Table 5 presents the top 20 bursting keywords in Core and Expanded. Compared to the 8 exclusive keywords identified between Core and Expanded in Table 4, 13 exclusive keywords appear between Core and Expanded in Table 5, which suggests that the concepts receiving increasing attention are more diverse. Unlike in Table 4, burst detection identified 19 keywords from CP2 (8) and CP3 (11). In CP1, “vocabulary” is the only keyword with the longest burst between 1994 and 2003. In CP2-1, “representation” is the keyword with the strongest burst; “database” and “information retrieval” were previously identified in CP2-1 (see Table 4) and also burst in CP2-2. Keyword “informatics” as a novel way of knowledge discovery receives increasing attention. Keyword “word sense disambiguation” is a relatively recent concept receiving burst between 2010 and 2015, and it co-occurred with the “natural language processing” cluster in Figure 3 upper. Keyword “electronic health record” (EHR), which was an exclusive keyword in Expanded (see Table 4), has received the longest burst in CP3. With the existence of successive keywords such as “machine learning,” “information extraction,” and “word embedding,” we suggest that knowledge discovery from EHR is the most recent and emerging application of UMLS resources. Keyword “snomed ct” has been receiving recent burst, given that it is an established medical ontology.

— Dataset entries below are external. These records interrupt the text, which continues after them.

PR #8527, opened 2022-03-23
[1.18.x] Allow using DeferredRegisters for vanilla registries

SizableShrimp:
This PR expands the functionality of `DeferredRegister`s and `RegistryObject`s to be able to use them for vanilla registries which have no associated forge registry.
Unlike #8495, this PR contains no binary or source compatibility breaks and should therefore be only a benefit to modders.

To use a `DeferredRegister` for a vanilla registry, use the `create` factory that takes a `ResourceKey`. Example:
```java
public static final DeferredRegister<RecipeType<?>> RECIPE_TYPES = DeferredRegister.create(Registry.RECIPE_TYPE_REGISTRY, MODID);
```
Then, register objects like you would with any normal `DeferredRegister`. Example:
```java
    public static final RegistryObject<RecipeType<?>> TEST_RECIPE_TYPE = RECIPE_TYPES.register("test", () -> new RecipeType<>() {});
```
This example has also been added to `DeferredRegistryTest`.

This should cleanup the admittedly ugly previous solution of "just sticking it wherever" and using `Lazy.of()` or static non-final fields that start out as null, then registering from a random `RegistryEvent.Register<?>`.
More testing would be appreciated, e.g. worldgen people.


src/main/java/net/minecraftforge/registries/VanillaRegisterEvent.java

In contrast to Core, the bursting keywords in Expanded are more evenly distributed across all the phases. In the earliest phase, knowledge representation represented by “knowledge representation” and “representation” is 1 of the bursting concepts. Previously, it appeared to be a prevailing theme in CP2-1 (see Table 4). Bursting attention to “world wide web” together with “internet” suggests that public accessibility is an important consideration in developing medical ontologies as a new form of knowledge representation in biomedicine. In EP2, like “informatics” in Core, “medical informatics” and “bioinformatics” received considerable attention as promising approaches of knowledge creation that use medical ontologies. In EP3, like in Core, “big data” along with “electronic health record,” “machine learning,” and “word embedding” represents the recent interest in advanced text analytics. Keywords “pharmacovigilance” and “risk” also indicate the current and future direction of the UMLS research in drug safety.

Document co-citation networks

We used CiteSpace to create document co-citation networks in Core and Expanded. The visualizations (see Figure 4 upper and lower) were created by Gephi for enhanced legibility. In each graph, a vertex is a cited reference where the size is proportional to the cited count. Vertices are linked when they are co-cited in the literature. Therefore, neighboring nodes are assumed to be intellectually close to each other. Clusters were identified by community detection; the cluster membership is represented by the colors of nodes and edges. Table 6 describes 10 select articles in each data set. The references were also annotated in black in Figure 4 upper and lower. The size of a label is proportional to a corresponding node’s cited frequency. In the remainder of the paper, we call these select articles “landmark articles” as determined by the following inclusion/exclusion criteria:

Table 6.

Ten landmark articles (sorted in ascending order of publication year and descending order of citation frequency)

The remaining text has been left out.